YOUR TASK
Your result should be every line of the records below that contains the word "recipe".
*** AVAILABLE DATA ***
PR #2153, opened 2026-07-28
GHA: Timeout after 15 minutes in CI tests to avoid blocking runners

zauguin:

Currently our GitHub Actions tasks can run for up to 6 hours before they timeout. If they take a lot of time they occupy GitHub Runners which are then not available to execute other CI pipelines. Since our tests usually don't take too long, this reduces the timeout for one l3build run to 15 minutes to fail faster and free resources if things are broken.

# Internal housekeeping

## Status of pull request

- Feedback wanted 

- Ready to merge

- n/a Test file(s) added
- n/a Version and date string updated in changed source files
- n/a Relevant `\changes` entries in source included
- n/a Relevant `changes.txt` updated
- n/a Rollback provided (if necessary)?
- n/a `ltnewsX.tex` (and/or `latexchanges.tex`) updated

### DIFF
--- a/.github/workflows/main.yaml
+++ b/.github/workflows/main.yaml
@@ -171,6 +171,7 @@ jobs:
           ${{ matrix.engine && format('-e {0}', matrix.engine) || ''}}
           ${{ matrix.first && format('--first {0}', matrix.first) || ''}}
           ${{ matrix.last && format('--last {0}', matrix.last) || ''}}"
+        timeout-minutes: 15
       # "/" is one of invalid characters in artifact names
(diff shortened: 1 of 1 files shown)


FrankMittelbach:
I don't think 15min is enough. I think I have seen tests running much longer on bad days certainly above 15 if I recall correctly.

zauguin:
I ran some analysis over the last 1000 workflow runs (that's almost exactly since the beginning of the year) with a total of ~40000 workflow jobs. The only jobs which took longer than 10min in the l3build step were the two runs yesterday which were cancelled after 3h. 

The jobs sometimes took much longer, but the timeout here is only applied to the l3build step while the jobs taking longer (up to ~30min) took a long time in the ghostscript installation step instead which is not affected by this change.

FrankMittelbach:
fine then I guess

PR #2177, opened 2026-09-01
latex-lab-footnotes: report a real error when \@makefntext cannot be patched

makoshark:
When `\@makefntext` uses none of the four forms the patching code recognises, it falls through to a bare `\ERROR`, which is undefined. The author sees

```
! Undefined control sequence.
<argument> \ERROR
l.3 \begin{document}
```

with nothing naming the command at fault or the class responsible, at the one point in the run where a document with tagging enabled cannot proceed. The source already marks this as unfinished: "gives up with an \ERROR (which needs to get a proper definition)".

This (attempts!) to replace it with a message that says which command could not be patched, which forms are recognised, and what to change:

```
! Package fnote Error: Cannot patch \@makefntext for footnote tagging.

The tagging code adds its sockets by patching the current definition of
\@makefntext, which it can only do when that definition places the mark with
\hbox, \hb@xt@, \makebox or \@makefnmark.
The definition in force uses none of them, so footnotes will not be tagged.
Redefining \@makefntext to set the mark with \@makefnmark avoids this.
```

`\@@_tmp:w` is already set to `\exp_stop_f:` on this branch, so the run continues with footnotes untagged rather than stopping.

I stumbled onto this bug using the apa7 class, whose `\@makefntext` uses `\textsuperscript{\@thefnmark}`; reported as latex3/tagging-project#1577.

No `changes.txt` entry, since those all appear to be written by the team and reference a tagging-project issue number. Happy to add one.


FrankMittelbach (changes requested):
- please update version number and date
- also add a \changes entry
- and a changes.txt entry
thanks

makoshark:
@FrankMittelbach Done in 829de49, a new commit on the branch: version and date bumped to v0.8q/2026-09-02, plus a `\changes` entry and a `changes.txt` entry. Thanks for the review.

FrankMittelbach (approved):

FrankMittelbach:
Actually what would be good would be also a test file that triggers the error, preferably one that doesn't require an additional external class but works by mimiking a code change in that part.

makoshark:
@FrankMittelbach Test added in https://github.com/latex3/latex2e/pull/2177/commits/d85bd95ce282eea58fc6d3fea215732fa02412b2: `testfiles-footnote/footnote-patches-failed.lvt`, an `article` with `\@makefntext` redefined to place the mark with none of the four recognised forms, so no external class is needed. `\START` is in the preamble because the patching happens in the `begindocument` hook.

PR #2182, opened 2026-09-09
Extend support for nameref  

u-fischer:
This resolved most of tagging issue https://github.com/latex3/tagging-project/issues/1538

* Theorems (and proofs) store the content of the note into `\@currentlabelname`. If the note is empty they set `\@currentlabelname` to empty too. 

* Lists do not set `\@currentlabelname` by the default, but this can be activated (e.g. by nameref) with 

~~~~
\EditInstance{item}{description}
  {label-ref=\def\@currentlabel{#1}\def\@currentlabelname{#1}}
\EditInstance{item}{basic}   
  {label-ref=\def\@currentlabel{#1}\def\@currentlabelname{#1}}
~~~~

I'm unsure if it should be activated by default, and if yes, if it should also be activated for enumerate and itemize. 

Note that then both `\item[text\label{foo}]` and `\item[text] \label{foo}` would work (nameref supports only the first syntax).  `\item[text\label{foo}]` would lead to a `\newlabel` with `\label` in the argument, but nameref handles that as the reference commands redefines `\label` locally to do nothing.

~~~~
\newlabel{desc:foo}{{some label text}{2}{some label text\label {desc:foo}}{description*.1}{}}
~~~~

The testfile `nameref-support` in `testfiles-block` demonstrates the options and can be use for tests.

## Status of pull request

Mostly ready, but feedback how to handle lists by default is wanted.

- Feedback wanted 
- Ready to merge

- [x] Test file(s) added


required/latex-lab/latex-lab-block.dtx
```diff
@@ -5633,6 +5638,13 @@
 %    \begin{macrocode}
     \IfValueT{#3} { \tl_set:Nn \l_@@_note_tl {#3} }
 %    \end{macrocode}
+% We set \cs{@currentlabelname} to the current note or to empty.
```
FrankMittelbach, line 5645: why to empty? wouldn't it be better to use something like "Theorem 2" sas the name if there is no note? I mean empty is always kind of wrong

required/latex-lab/latex-lab-block.dtx
```diff
@@ -7825,7 +7844,9 @@
 % \item References: a function \texttt{counter-ref} for how the label
 %   should be referred to when it is constructed from the counter,
 %   \texttt{label-ref} and \texttt{label-autoref} used when \tn{item}
-%   has an optional argument.
+%   has an optional argument. The functions should not typeset something
+%   but e.g. define how \cs{@currentlabel} and \cs{@currentlabelname} should
```
FrankMittelbach:
```suggestion
%   but, e.g., define how \cs{@currentlabel} and \cs{@currentlabelname} should 
```

required/latex-lab/latex-lab-sec.dtx
```diff
@@ -258,7 +258,6 @@
     \seq_get:NN \g_@@_sec_stack_seq \l_@@_sec_tmpa_tl
     \int_compare:nNnT {#1}<{\exp_last_unbraced:NV\use_ii:nnn\l_@@_sec_tmpa_tl+1}
       {
-        \seq_get:NN\g_@@_struct_tag_stack_seq \l_@@_sec_tmpb_tl
```
FrankMittelbach, line 261: what's happening here? what is that fixing?

FrankMittelbach (changes requested):
Can't see much use for enabling \nameref support for \item of enumerate or itemize. On the other hand it probably wouldn't hurt either. And not sure it is helpful to enable the support only inside the nameref package.

required/latex-lab/latex-lab-block.dtx
u-fischer: well if a section has no title (`\section{}`) we are not setting `\@currentlabelname` to the number too. If the title is empty it is empty, why filling it up with some arbitrary other data?

FrankMittelbach: That's different in my opinion. a) I wasn't suggesting to set it to the number, I was suggesting to set it to the name, i.e., "prefix + number" which seems to be a useful value for a nameref in my opinion and b) in real life heading aren't normally empty so the question doesn't really arise.

But let's see what others think.

required/latex-lab/latex-lab-sec.dtx
u-fischer: I forgot to delete the line in the last pr, it does nothing (the next line sets the variable again).

u-fischer:
@FrankMittelbach 

> On the other hand it probably wouldn't hurt either. 

It changes some labels and different behaviour can always harm someone ;-)  

But I'm not against activating it by default for both if everyone agree, it would be less work as nameref wouldn't need an update.

> And not sure it is helpful to enable the support only inside the nameref package.

Until now only nameref (and zref-titleref) did support that, so anyone needing it had to use these packages.

davidcarlisle:
> Until now only nameref (and zref-titleref) did support that, so anyone needing it had to use these packages.

true but the direction of travel in recent releases has been to move more extended label handling into the kernel so I think that would be OK here too

base/doc/ltnews44.tex
```diff
@@ -462,8 +462,17 @@ \subsection{\cs{newlist} failed for \texttt{description} lists}
 \taggingissue{1518}
 
 
+\subsection{Storing more titles for named references}
 
-
+When using the \pkg{nameref} package it is possible to reference the names of theorems (as given by the optional argument) and to reference the optional argument of items of descriptions list. \pkg{nameref} made this possible by patching the internal commands of theorems and lists. These patches no longer worked with the new theorem and list code when \cs{DocumentMetadata} is used. This has now been repaired: Theorems and items with optional argument will update \cs{@currentlabelname} and so allow \cs{label} to store this value for later reference. Items will also store the optional argument in \cs{@currentlabel} and so \cs{ref} will reference this value:
```
mbertucci47:
```suggestion
When using the \pkg{nameref} package it is possible to reference the names of theorems (as given by the optional argument) and to reference the optional argument of items of description lists. \pkg{nameref} made this possible by patching the internal commands of theorems and lists. These patches no longer worked with the new theorem and list code when \cs{DocumentMetadata} is used. This has now been repaired: Theorems and items with optional arguments will update \cs{@currentlabelname} and so allow \cs{label} to store this value for later reference. Items will also store the optional argument in \cs{@currentlabel} and so \cs{ref} will reference this value:
```

FrankMittelbach (approved):

davidcarlisle (approved):

PR #2186, opened 2026-09-14
Use lualatex to typeset ltnews

josephwright:
Build system changes only


base/build.lua
```diff
@@ -227,9 +227,21 @@ function bundleunpack ()
   return 0
 end
 
+-- Due to our need to set up the format, we pass the exe here not the cmd
+specialtypesetting = specialtypesetting or {}
+specialtypesetting["ltnews.tex"] = {cmd = "luatex"}
+-- We have to do this for all the numbered issues as well, as they are not
+-- generated from the main ltnews.tex file but are separate files
+for i = 1,44 do
+  specialtypesetting["ltnews" .. string.format("%02d",i) .. ".tex"] = {cmd = "luatex"}
```
FrankMittelbach: don't like :-) that means for each new one we have to update the loop here

(and I think one of them doesn't exist (18 or so))

Can't you make the loope a bit longer so that this doesn't need to be touched while we still have the separation?

build-config.lua
```diff
@@ -42,14 +42,20 @@ typesetsuppfiles = typesetsuppfiles or
...
-  return runcmd(
-    'pdftex -fmt=pdflatex -interaction=' .. mode .. ' -jobname="' ..
-      string.match(file,"^[^.]*") .. '" "\\input ' .. file .. '"',
+  return runcmd(cmd .. " -fmt=" .. fmt ..
+    ' -interaction=' .. mode ..
+    ' -jobname="' .. string.match(file,"^[^.]*") ..
+    '" "\\input ' .. file .. '"',
     dir,{"TEXINPUTS","TEXFORMATS","LUAINPUTS"})
 end
+-- This means we need to use "pdftex" not "pdftex"
```
FrankMittelbach: staring at this  line: what is there difference between `"pdftex" not "pdftex"`?

FrankMittelbach (approved):
very far in the future :-)

base/build.lua
davidcarlisle: It would be better here to use  a pattern such as `ltnews%d%d.tex`  and then handle matches not just strings in  `specialtypesetting` , as we do in other l3build tables such as `tagfiles  {"*.cls","*.dtx","*.fdd","*.ins","*.tex","README.md"}` it doesn't matter really if it's "just us" but possibly other projects may want to choose which engine to use for different classes of file.

josephwright: `specialtypesetting` is a table lookup not a loop, as it's meant to be for, well, one-offs :-)

davidcarlisle: yes I know, but perhaps "needing to use lualatex for some docs" isn't so special, and we should perhaps change that or you could still use a table and use a file glob not an integer loop to get the list of names. (Either way it does not block this PR just something to consider in l3build, I think)

josephwright: I can look at that - it's I think something we can change without affecting stablity

u-fischer (approved):

base/doc/ltnews44.tex
```diff
@@ -536,6 +527,12 @@ \subsection{Drop special handling for \LuaTeX\ in \cs{genfrac}}
 
 \section{Documentation changes}
 
+\subsection{Tagging \LaTeX{} News}
+
+We have adjusted the sources for \emph{\LaTeX{} News} (including this news!) to
+enabling tagging (UA/2) automatically. This applies to the combined newsletters
```
FrankMittelbach:
```suggestion
enabling tagging (PDF/UA-2) automatically. This applies to the combined newsletters
```

base/ltnews.cls
```diff
@@ -34,14 +34,14 @@
 % newsletters, or as an example of how simple newsletters can be set
 % with LaTeX.  The changes log is at the end of the file.
 
-% Copyright 1994-2004
+% Copyright 1994-2006
```
FrankMittelbach:
```suggestion
% Copyright 1994-2026
```

FrankMittelbach (changes requested):

base/doc/ltnews44.tex
```diff
@@ -517,16 +517,7 @@ \subsection{Further removal of \enquote{fake math} from the kernel}
...
-\section{Changes to packages in the \pkg{amsmath} category}
-
-\subsection{Drop special handling for \LuaTeX\ in \cs{genfrac}}
-
-The \cs{genfrac} command relies on engine functionality to place delimiters
-around fractions in traditional \TeX\ engines but emulated this functionality
-in \XeTeX\ and \LuaTeX. For \LuaTeX\ this emulation was broken and is not
-needed and interferes with tagging, therefore it has been removed.
-%
-\githubissue{432}
```
FrankMittelbach, line 588: this looks suspicious. Is that the latest file or is this overwriting an earlier version?

base/doc/ltnews44.tex
```diff
@@ -536,6 +527,12 @@ \subsection{Drop special handling for \LuaTeX\ in \cs{genfrac}}
 
 \section{Documentation changes}
 
+\subsection{Tagging \LaTeX{} News}
+
+We have adjusted the sources for \emph{\LaTeX{} News} (including this news!) to
+enabling tagging (PDF/UA-2) automatically. This applies to the combined newsletters
+and each individual file.
+
```
FrankMittelbach: This is part of our effort to make all \LaTeX{} documentation accessible over time.

or some such text

base/doc/ltnews44.tex
u-fischer: This must be from Marcel's PR, it could be that there was an overlap and that my version hadn't his changes.

josephwright: Sorted - I will rebase before merged to get rid of this change

FrankMittelbach: in that case consider approved

FrankMittelbach (approved):

PR #666, opened 2016-06-23
games-arcade/alex4: create recipe for Alex the Allegator 4. (WIP)

fbrosson:
**TODO:** Check if it would be OK to also import the patches in:
http://data.gpo.zugaina.org/gamerlay/games-arcade/alex4/files/
and sync with alex4-1.1 in http://gpo.zugaina.org/games-arcade/alex4

Maybe we should use a (modified) rdef instead of the **`alex4_BeOS_src/alex4.rsrc`** in alex4_beos_src.zip, because when Alex4 is launched from command line we see this warning:
```
Signature in rsrc doesn't match constructor arg. (application/x-vnd.Allegro-Alex4, application/x-vnd.freelunchdesign-alex4)
```

### DIFF
--- a/games-arcade/alex4/alex4-1.0.recipe
+++ b/games-arcade/alex4/alex4-1.0.recipe
@@ -1,0 +1,67 @@
+SUMMARY="A small jump'n'run platform game"
+DESCRIPTION="Alex the Allegator 4 is a true jump'n'run, just like the old \
+classic ones. Guide Alex through the jungle in order to save his girlfriend \
+Lola from evil humans who want to make a bag of her."
+HOMEPAGE="https://sourceforge.net/projects/allegator/files/Alex4/"
+COPYRIGHT="2003 Johan Peitz"
+LICENSE="GNU GPL v2"
+REVISION="1"
+SOURCE_URI="http://downloads.sourceforge.net/allegator/alex4src_data.zip"
+CHECKSUM_SHA256="d266d7fba64fbfedf13240d3d0eb21b8bacbedeaa5f22b26a27d472c8d23f103"
+SOURCE_URI_2="http://downloads.sourceforge.net/allegator/alex4_beos_src.zip"
+CHECKSUM_SHA256_2="b5333034638c19643a7bd8f6e54033b10b354bbcd4e8771b4ac7cd4a33c9e7cf"
+SOURCE_DIR="alex4src"
+SOURCE_DIR_2="alex4_BeOS_src"
+PATCHES_2="alex4-$portVersion.patch"
+# TODO: Check if it would be OK to also import the patches in:
+# http://data.gpo.zugaina.org/gamerlay/games-arcade/alex4/files/
+# and sync with alex4-1.1 in http://gpo.zugaina.org/games-arcade/alex4
+
+ARCHITECTURES="x86_gcc2 x86 x86_64"
+
+PROVIDES="
+	alex4 = $portVersion
+	app:Alex4 = $portVersion
+	"
+REQUIRES="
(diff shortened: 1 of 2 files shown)


fbrosson:
@waddlesplash, @Begasus: Since the recipe is called alex4beos-1.0.recipe, I changed the PROVIDES to **`alex4beos`** instead of just **`alex4`**. But maybe I should drop the "beos" suffix from the recipe file name and keep the PROVIDES unchanged, i.e. without the "beos" suffix. What do you think?

Does anyone have sound working with Alex4?

fbrosson:
I've just  dropped the "beos" suffix in the name of the recipe to match the Gentoo naming conventions.

Does anyone have sound working with Alex4?

Begasus:
Thanks for taking over, I haven't been on Haiku for a while now (busy with
the dogs), I'll try to take a look at the new PR later this evening :)

2016-06-23 19:36 GMT+02:00 fbrosson <notifications@github.com>:

fbrosson:
No problem ;-)

Begasus:
@fbrosson, running into this atm:

Parse error in .PackageInfo(35:5) -> invalid url
Command '['/bin/package', 'create', '-bi', u'/build-packages/alex4-1.0-1-build.PackageInfo', '-I', u'/packaging/alex4', u'/build-packages/alex4-1.0-1-build.hpkg']' returned non-zero exit status 1
keeping chroot folder /boot/home/haikuports/games-arcade/alex/work-1.0 intact for inspection

I'm suspecting it has something to do with the patch function?

Begasus:
Same thing for Terminal here, maye an updated rdef would be better :) and no sound also ...
PS, it still remains in the Deskbar after closing

Begasus:
If allegro is not installed I get a "nothing provides lib:liballeg_x86>=4.4.2 needed by ..."
Maybe there is something not right for allegro? (also the same as I try to install the devel package for allegro if the lib isn't installed already - although both are available in the packages folder for haikuports)

fbrosson:
Both allegro and alex4 build OK on x86_gcc2 primary arch. So it should not be asking for any **`lib:lib*_x86`**. If you have built on one primary arch (e.g. Haiku/x86), then switched to another arch (e.g. Haiku/x86_gcc2) to build for e.g. x86_gcc2 then you need to clean the **`work-*`** build dir before you build for that other primary arch.
**`haikuporter -c alex4`** will get rid of the right **`work-*`** directory.

Begasus:
I know they build ok (allegro and alex - and in this case it was atanks which is x86), the haikuporter -c option I also know of (I usualy do this to net clutter the system to much with unnescecary files:) )
I just ment, if allegro is not installed and I try to install the devel file for allegro I'm getting the message that there is nothing providing allegro (be it x86_gcc2 or x86)

fbrosson:
Sorry, I though you were having the error message about allegro while installing alex4. I could not guess you had built allegro_x86 and were trying to install atanks_x86 ;-)
BTW, I guess you have found, in the meanwhile, that you needed to install allegro_x86 before (or with) atank_x86.

waddlesplash:
Can this be merged?

fbrosson:
The patches mentioned in the TODO part of the commit comment allow to save some prefs. I was willing to integrate them but it needs some time because we would need to patch a patch. That's not difficult but it needs some time because it's almost like solving a puzzle...
Since I currently don't have enough free time for that, I'm OK with merging the recipe like as is.
Should I make some changes in the commit message and/or the title of this PR?

waddlesplash:
Nah, that's OK.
*** End of AVAILABLE DATA ***
ANSWER TO THIS EXERCISE
games-arcade/alex4: create recipe for Alex the Allegator 4. (WIP)
--- a/games-arcade/alex4/alex4-1.0.recipe
+++ b/games-arcade/alex4/alex4-1.0.recipe
@waddlesplash, @Begasus: Since the recipe is called alex4beos-1.0.recipe, I changed the PROVIDES to **`alex4beos`** instead of just **`alex4`**. But maybe I should drop the "beos" suffix from the recipe file name and keep the PROVIDES unchanged, i.e. without the "beos" suffix. What do you think?
I've just  dropped the "beos" suffix in the name of the recipe to match the Gentoo naming conventions.
Since I currently don't have enough free time for that, I'm OK with merging the recipe like as is.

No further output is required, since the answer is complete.